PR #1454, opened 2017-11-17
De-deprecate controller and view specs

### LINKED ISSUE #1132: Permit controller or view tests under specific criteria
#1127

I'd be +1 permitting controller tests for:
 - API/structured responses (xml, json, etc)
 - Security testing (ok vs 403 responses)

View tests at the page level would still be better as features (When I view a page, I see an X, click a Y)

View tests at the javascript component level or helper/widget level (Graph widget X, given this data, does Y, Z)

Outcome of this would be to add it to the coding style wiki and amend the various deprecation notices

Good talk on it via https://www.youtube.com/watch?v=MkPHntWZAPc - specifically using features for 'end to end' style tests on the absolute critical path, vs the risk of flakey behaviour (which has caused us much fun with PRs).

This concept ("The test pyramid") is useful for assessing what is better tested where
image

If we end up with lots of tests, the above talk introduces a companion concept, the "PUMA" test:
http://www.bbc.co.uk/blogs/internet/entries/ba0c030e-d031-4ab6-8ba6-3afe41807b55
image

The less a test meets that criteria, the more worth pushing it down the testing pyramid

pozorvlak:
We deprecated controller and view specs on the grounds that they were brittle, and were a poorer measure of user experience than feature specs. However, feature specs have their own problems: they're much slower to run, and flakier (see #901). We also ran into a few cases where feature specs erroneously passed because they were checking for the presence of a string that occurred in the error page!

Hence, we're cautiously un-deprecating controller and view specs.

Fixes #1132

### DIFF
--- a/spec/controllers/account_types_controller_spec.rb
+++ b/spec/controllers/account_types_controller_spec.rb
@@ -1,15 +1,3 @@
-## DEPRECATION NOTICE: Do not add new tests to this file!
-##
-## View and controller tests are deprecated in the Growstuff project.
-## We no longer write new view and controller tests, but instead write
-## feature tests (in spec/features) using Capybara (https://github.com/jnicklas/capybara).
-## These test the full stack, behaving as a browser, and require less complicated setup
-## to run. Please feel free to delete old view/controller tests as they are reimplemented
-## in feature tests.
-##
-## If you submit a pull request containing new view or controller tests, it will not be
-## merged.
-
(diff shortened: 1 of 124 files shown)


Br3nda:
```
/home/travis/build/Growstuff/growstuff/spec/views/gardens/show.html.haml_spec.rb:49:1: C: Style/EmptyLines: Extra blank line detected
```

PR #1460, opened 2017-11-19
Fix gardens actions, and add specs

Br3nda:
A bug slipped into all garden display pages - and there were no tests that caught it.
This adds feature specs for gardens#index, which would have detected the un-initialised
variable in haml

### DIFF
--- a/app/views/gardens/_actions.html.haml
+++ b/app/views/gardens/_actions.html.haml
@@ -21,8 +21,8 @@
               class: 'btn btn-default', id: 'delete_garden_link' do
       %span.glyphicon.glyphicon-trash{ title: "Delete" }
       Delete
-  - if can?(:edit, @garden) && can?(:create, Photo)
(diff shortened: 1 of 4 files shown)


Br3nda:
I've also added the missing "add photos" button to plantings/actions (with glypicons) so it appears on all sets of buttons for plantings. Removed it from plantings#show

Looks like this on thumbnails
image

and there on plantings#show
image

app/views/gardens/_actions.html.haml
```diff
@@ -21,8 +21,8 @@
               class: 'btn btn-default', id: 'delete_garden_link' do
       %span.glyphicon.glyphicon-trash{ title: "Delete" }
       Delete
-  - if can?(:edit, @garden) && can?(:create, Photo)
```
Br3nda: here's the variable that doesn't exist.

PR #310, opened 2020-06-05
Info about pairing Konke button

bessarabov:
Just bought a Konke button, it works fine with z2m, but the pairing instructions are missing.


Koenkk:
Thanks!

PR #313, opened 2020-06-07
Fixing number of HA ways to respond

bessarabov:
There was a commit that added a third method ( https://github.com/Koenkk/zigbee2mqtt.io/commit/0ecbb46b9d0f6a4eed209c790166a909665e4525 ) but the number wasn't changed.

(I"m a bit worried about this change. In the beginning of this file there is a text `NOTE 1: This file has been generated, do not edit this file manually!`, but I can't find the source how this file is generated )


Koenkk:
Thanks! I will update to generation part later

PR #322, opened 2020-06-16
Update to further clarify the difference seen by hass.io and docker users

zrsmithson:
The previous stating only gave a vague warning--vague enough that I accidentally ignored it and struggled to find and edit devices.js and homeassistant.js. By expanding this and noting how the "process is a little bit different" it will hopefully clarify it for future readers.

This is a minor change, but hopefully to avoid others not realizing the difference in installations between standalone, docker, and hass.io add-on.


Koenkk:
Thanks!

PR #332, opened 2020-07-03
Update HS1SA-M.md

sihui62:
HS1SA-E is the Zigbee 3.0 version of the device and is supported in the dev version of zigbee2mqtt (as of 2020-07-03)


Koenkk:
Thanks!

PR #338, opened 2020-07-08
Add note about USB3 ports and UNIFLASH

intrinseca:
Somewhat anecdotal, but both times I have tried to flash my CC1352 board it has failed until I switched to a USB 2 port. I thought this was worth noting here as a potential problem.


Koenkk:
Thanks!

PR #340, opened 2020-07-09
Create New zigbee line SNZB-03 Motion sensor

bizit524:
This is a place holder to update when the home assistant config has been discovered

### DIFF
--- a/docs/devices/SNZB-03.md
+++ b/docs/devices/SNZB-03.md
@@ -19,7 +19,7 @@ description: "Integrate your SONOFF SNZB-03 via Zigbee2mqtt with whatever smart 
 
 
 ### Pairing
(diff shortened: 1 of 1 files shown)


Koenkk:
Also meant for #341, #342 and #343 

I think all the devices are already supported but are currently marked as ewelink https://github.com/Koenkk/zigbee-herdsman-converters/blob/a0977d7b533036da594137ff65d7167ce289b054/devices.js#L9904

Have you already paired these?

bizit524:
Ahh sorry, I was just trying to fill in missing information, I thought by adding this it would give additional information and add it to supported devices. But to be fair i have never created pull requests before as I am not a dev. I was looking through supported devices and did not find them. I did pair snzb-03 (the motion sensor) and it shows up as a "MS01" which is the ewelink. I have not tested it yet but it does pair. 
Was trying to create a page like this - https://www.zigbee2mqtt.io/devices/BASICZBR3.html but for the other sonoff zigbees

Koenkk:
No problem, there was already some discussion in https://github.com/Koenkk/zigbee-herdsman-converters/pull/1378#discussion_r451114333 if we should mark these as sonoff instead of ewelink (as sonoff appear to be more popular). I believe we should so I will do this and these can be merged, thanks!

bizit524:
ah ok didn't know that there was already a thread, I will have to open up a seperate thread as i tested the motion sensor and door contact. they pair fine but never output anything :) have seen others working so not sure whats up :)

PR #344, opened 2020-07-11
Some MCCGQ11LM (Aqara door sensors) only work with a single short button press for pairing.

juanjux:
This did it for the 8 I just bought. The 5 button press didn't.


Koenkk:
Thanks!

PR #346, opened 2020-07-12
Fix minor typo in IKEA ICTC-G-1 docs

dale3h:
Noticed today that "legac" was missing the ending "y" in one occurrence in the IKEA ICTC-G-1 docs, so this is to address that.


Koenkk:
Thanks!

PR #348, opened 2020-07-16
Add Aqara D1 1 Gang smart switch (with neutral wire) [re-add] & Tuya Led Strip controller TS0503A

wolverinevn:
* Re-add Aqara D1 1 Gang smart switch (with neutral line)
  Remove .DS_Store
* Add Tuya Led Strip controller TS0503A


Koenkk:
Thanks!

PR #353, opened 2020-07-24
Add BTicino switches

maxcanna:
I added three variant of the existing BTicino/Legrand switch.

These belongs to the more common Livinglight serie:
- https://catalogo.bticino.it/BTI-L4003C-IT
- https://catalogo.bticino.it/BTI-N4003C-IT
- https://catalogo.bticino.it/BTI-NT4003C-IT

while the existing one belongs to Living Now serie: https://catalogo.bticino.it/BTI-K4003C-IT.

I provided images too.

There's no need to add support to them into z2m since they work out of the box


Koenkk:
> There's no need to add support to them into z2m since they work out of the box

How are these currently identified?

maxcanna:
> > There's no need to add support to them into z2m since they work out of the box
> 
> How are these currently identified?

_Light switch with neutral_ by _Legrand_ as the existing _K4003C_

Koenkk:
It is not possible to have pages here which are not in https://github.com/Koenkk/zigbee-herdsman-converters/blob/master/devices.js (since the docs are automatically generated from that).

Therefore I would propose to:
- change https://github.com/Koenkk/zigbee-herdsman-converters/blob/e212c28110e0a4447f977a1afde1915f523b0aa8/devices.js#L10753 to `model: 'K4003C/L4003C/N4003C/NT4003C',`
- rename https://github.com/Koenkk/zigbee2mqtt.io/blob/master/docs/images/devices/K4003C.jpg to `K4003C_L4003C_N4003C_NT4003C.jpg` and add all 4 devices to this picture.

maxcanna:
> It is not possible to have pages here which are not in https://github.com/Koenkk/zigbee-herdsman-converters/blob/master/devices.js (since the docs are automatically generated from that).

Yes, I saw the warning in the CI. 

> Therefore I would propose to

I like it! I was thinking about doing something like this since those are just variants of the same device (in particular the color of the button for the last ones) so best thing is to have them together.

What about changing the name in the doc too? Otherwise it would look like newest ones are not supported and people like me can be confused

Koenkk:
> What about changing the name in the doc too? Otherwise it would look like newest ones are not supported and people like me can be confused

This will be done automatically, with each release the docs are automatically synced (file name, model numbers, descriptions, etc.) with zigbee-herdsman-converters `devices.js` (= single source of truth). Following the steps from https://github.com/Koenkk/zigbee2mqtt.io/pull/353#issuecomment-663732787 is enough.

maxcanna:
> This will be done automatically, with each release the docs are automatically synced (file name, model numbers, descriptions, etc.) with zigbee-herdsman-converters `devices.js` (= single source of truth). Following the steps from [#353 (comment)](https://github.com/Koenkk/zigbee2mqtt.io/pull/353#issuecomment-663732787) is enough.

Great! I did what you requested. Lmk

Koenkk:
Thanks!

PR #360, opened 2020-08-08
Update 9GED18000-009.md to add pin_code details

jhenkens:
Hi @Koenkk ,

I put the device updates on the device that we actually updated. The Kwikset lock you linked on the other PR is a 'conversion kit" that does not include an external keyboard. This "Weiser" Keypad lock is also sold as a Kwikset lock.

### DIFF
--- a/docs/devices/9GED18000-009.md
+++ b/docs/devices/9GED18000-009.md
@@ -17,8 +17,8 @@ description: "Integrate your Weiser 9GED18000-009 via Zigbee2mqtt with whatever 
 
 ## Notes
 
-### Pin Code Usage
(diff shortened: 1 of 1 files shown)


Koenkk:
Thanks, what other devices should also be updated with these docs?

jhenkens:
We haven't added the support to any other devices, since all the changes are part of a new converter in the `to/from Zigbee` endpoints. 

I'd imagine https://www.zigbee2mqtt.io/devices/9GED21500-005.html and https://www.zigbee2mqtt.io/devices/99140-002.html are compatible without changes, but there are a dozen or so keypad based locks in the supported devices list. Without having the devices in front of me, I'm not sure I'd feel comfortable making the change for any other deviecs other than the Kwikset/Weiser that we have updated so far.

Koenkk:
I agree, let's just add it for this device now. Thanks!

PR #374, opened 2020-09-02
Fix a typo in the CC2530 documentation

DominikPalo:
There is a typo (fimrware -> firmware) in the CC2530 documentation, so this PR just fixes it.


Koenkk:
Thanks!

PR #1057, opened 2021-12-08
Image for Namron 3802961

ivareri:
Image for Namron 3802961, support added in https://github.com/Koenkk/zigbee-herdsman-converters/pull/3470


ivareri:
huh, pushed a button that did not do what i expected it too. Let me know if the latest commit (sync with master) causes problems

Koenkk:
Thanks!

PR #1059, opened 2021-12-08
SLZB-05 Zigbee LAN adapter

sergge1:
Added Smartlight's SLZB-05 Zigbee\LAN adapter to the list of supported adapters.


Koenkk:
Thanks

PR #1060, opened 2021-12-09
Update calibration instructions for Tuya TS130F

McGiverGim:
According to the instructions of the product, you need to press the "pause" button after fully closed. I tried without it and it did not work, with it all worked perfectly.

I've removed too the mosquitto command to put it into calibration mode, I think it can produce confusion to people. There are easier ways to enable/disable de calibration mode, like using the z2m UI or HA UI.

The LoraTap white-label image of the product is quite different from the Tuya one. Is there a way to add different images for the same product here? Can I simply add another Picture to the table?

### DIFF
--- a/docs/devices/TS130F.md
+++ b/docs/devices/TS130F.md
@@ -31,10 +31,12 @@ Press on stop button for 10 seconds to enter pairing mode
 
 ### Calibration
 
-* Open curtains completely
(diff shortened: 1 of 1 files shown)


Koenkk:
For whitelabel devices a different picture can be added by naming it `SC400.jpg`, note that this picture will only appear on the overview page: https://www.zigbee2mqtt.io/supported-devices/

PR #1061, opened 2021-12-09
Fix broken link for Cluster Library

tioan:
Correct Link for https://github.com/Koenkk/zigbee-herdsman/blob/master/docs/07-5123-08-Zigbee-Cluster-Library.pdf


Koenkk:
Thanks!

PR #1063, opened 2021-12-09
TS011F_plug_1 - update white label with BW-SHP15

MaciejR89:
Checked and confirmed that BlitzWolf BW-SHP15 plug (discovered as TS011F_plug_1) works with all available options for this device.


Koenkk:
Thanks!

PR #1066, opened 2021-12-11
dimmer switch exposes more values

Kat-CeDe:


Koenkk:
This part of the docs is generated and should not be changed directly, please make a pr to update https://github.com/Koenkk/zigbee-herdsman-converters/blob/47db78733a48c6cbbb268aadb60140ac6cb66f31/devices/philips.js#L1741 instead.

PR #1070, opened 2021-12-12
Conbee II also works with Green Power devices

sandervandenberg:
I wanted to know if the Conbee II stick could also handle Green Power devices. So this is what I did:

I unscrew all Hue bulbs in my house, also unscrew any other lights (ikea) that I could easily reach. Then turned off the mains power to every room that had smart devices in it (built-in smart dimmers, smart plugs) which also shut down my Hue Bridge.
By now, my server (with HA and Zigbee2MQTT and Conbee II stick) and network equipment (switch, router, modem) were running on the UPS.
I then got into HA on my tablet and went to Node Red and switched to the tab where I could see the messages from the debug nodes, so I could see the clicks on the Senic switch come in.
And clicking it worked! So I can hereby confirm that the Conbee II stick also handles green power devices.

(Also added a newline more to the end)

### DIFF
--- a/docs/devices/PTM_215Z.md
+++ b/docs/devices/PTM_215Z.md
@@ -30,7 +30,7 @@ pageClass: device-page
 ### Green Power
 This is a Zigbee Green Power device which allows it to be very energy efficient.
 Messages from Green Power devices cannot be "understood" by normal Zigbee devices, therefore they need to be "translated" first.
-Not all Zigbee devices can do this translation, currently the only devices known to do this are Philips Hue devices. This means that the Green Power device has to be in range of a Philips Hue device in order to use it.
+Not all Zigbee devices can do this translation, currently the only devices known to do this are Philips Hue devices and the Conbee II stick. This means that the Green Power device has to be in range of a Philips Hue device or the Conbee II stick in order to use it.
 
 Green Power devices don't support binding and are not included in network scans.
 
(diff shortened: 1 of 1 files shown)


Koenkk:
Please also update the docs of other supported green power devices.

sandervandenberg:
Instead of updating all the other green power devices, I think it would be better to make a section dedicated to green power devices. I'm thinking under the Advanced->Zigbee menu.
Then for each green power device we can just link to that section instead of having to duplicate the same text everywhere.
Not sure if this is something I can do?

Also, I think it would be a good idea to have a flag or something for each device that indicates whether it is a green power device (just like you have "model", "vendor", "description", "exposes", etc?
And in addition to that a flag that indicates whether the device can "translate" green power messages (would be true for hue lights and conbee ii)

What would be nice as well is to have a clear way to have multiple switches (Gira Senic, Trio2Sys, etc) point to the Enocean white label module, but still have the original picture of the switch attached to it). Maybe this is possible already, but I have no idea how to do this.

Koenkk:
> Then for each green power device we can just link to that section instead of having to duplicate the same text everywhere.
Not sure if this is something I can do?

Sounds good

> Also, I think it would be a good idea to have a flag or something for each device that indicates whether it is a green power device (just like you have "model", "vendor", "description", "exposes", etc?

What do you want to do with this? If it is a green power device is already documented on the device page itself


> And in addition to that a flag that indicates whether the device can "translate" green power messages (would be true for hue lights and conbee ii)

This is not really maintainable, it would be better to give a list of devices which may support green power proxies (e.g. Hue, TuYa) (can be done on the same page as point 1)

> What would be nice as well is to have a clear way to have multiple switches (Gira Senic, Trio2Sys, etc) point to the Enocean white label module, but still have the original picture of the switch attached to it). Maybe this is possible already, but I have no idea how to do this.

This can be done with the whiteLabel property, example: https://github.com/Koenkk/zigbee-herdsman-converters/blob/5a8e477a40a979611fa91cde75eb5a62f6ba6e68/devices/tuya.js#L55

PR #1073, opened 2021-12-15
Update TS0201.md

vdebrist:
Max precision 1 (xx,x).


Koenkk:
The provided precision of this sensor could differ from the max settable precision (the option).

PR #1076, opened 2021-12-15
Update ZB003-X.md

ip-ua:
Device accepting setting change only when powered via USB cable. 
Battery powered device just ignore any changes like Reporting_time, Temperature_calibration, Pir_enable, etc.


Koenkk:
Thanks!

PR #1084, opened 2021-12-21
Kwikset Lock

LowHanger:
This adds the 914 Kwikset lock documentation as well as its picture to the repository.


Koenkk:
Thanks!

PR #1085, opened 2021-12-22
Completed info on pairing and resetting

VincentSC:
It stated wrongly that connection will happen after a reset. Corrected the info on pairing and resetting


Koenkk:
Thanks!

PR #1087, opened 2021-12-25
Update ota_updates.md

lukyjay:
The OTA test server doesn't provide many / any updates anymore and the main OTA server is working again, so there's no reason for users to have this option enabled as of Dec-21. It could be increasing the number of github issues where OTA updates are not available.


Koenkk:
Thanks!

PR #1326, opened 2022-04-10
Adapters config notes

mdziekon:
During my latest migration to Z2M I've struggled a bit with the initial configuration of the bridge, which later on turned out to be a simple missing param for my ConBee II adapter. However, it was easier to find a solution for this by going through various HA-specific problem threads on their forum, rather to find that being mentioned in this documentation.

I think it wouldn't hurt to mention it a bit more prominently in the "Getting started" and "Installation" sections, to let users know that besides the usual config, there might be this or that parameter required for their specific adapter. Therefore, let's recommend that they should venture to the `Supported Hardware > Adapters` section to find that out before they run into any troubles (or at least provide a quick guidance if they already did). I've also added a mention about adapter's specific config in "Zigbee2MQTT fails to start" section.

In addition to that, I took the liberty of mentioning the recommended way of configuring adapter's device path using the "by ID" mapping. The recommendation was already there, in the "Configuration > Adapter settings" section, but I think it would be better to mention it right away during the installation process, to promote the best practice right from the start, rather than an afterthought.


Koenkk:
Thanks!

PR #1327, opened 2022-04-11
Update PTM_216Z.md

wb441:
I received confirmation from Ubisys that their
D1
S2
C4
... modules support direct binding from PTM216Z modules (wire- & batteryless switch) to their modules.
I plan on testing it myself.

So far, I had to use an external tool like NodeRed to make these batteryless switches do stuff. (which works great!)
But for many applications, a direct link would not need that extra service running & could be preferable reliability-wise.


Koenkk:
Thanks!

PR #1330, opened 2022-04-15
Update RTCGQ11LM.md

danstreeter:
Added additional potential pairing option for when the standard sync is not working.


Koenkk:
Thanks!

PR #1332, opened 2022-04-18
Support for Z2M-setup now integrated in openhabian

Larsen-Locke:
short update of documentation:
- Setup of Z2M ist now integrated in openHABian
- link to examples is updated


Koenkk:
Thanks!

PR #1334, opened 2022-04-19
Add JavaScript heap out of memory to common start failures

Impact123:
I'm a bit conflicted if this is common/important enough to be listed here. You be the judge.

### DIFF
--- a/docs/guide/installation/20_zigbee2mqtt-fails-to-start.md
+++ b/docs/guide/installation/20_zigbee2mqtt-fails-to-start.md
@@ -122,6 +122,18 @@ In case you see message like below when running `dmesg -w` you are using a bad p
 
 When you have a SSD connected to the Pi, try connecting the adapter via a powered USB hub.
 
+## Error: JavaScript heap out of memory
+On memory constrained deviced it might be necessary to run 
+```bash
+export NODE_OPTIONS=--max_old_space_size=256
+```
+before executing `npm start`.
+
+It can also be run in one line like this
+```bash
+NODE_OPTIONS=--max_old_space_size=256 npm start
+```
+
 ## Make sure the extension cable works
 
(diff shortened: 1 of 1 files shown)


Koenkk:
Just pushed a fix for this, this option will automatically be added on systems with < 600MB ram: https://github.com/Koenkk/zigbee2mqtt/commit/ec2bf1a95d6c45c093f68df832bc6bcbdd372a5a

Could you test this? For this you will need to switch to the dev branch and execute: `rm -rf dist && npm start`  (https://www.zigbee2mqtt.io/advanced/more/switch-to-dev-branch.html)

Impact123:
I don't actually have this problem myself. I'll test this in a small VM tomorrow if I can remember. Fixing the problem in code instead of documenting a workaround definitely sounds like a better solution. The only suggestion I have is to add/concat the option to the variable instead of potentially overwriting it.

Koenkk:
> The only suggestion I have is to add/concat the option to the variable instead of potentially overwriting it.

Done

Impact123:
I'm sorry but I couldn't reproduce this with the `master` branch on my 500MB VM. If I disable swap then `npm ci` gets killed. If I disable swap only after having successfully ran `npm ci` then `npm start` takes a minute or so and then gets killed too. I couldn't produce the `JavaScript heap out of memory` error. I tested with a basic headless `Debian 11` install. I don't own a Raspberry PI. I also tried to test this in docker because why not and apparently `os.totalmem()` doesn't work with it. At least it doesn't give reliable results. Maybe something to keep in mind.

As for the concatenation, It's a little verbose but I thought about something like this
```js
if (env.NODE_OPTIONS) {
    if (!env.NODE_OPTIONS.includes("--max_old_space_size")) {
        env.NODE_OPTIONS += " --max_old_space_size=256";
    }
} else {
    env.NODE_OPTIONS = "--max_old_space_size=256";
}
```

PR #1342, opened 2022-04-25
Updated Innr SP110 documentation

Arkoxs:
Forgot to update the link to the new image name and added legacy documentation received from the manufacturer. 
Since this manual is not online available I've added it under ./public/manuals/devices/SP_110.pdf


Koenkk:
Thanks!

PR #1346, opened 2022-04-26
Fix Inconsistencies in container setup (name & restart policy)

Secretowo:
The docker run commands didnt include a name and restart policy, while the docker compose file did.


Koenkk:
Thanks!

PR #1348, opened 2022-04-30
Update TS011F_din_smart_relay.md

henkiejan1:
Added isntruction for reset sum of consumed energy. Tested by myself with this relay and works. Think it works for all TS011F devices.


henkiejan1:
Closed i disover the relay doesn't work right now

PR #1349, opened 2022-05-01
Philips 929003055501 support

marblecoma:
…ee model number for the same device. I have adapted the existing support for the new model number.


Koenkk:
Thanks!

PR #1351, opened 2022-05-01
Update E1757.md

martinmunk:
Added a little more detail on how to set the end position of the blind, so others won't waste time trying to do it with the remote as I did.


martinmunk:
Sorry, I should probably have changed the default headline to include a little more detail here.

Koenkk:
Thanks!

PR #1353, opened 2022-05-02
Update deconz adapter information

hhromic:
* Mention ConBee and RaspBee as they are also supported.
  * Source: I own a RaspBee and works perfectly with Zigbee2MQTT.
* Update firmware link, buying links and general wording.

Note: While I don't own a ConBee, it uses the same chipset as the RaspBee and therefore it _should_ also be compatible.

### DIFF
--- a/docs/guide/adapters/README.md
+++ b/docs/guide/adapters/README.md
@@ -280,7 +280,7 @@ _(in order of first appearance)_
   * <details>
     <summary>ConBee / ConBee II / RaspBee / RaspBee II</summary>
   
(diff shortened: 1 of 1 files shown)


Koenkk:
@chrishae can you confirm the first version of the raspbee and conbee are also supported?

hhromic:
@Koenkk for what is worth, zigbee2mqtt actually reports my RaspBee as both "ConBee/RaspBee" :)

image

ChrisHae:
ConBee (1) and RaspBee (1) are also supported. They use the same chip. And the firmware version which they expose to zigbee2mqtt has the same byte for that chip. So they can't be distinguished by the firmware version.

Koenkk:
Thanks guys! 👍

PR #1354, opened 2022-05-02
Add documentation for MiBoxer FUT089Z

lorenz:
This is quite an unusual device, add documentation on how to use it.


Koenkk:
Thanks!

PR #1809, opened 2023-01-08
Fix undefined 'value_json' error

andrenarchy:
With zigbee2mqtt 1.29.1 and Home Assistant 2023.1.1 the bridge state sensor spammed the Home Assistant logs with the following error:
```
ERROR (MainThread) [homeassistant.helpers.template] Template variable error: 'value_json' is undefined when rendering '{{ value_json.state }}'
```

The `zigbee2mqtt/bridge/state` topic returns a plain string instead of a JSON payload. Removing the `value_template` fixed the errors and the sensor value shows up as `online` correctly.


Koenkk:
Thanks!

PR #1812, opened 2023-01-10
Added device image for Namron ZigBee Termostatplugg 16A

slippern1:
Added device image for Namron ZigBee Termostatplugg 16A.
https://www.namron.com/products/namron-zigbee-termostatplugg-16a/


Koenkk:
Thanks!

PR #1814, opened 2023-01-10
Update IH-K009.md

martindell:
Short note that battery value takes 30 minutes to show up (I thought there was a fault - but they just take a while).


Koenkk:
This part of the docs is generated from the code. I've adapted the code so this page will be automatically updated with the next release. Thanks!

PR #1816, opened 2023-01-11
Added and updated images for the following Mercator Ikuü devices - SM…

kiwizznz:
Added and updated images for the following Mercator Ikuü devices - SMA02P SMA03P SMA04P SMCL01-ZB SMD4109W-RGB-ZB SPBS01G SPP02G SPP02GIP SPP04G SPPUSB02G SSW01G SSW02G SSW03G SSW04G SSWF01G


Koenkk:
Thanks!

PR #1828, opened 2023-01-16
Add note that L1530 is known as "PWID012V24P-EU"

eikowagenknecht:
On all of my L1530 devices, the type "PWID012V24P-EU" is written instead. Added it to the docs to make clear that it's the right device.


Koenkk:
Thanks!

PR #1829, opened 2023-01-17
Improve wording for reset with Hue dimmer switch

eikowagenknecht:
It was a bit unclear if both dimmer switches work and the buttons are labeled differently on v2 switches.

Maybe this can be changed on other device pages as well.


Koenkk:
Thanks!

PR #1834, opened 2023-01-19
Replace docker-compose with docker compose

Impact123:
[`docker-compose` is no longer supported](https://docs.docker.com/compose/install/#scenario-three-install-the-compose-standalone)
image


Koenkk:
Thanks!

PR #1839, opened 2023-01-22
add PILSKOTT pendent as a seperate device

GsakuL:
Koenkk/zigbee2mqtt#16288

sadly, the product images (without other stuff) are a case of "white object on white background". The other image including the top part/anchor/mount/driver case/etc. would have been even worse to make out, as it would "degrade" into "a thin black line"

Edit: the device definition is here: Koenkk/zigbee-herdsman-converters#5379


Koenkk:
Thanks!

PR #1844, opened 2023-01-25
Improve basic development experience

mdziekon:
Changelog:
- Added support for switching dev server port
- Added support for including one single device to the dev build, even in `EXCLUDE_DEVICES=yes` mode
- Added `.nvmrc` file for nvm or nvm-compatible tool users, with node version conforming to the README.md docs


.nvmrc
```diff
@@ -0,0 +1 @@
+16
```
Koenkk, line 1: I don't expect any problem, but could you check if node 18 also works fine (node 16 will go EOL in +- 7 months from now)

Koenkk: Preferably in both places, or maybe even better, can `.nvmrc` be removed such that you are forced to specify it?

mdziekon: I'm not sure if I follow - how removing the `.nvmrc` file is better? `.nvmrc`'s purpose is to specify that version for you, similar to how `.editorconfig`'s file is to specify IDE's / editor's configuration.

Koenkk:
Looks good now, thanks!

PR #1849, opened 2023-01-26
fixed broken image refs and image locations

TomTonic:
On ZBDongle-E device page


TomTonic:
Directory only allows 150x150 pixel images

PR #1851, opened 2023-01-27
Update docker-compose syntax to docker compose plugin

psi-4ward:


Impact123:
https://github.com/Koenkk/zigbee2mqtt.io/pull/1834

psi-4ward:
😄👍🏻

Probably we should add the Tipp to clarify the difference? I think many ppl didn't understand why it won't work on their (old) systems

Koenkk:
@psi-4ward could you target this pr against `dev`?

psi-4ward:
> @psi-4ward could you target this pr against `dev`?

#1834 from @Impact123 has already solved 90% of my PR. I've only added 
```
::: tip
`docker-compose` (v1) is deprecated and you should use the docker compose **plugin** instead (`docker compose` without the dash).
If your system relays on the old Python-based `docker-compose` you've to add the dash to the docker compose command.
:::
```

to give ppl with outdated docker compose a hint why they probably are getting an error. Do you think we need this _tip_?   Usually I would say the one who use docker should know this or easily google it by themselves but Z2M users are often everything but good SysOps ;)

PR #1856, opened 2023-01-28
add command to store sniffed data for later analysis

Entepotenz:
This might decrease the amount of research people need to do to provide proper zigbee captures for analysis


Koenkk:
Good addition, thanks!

━━━━━━━━━━━━━━━━

WHAT TO WORK ON :: Go through the data above from its first line and copy each line exactly, stopping once the line with "- Security testing (ok vs 403 responses)" has been copied.

EXERCISE RESULT ::
PR #1454, opened 2017-11-17
De-deprecate controller and view specs

### LINKED ISSUE #1132: Permit controller or view tests under specific criteria
#1127

I'd be +1 permitting controller tests for:
 - API/structured responses (xml, json, etc)
 - Security testing (ok vs 403 responses)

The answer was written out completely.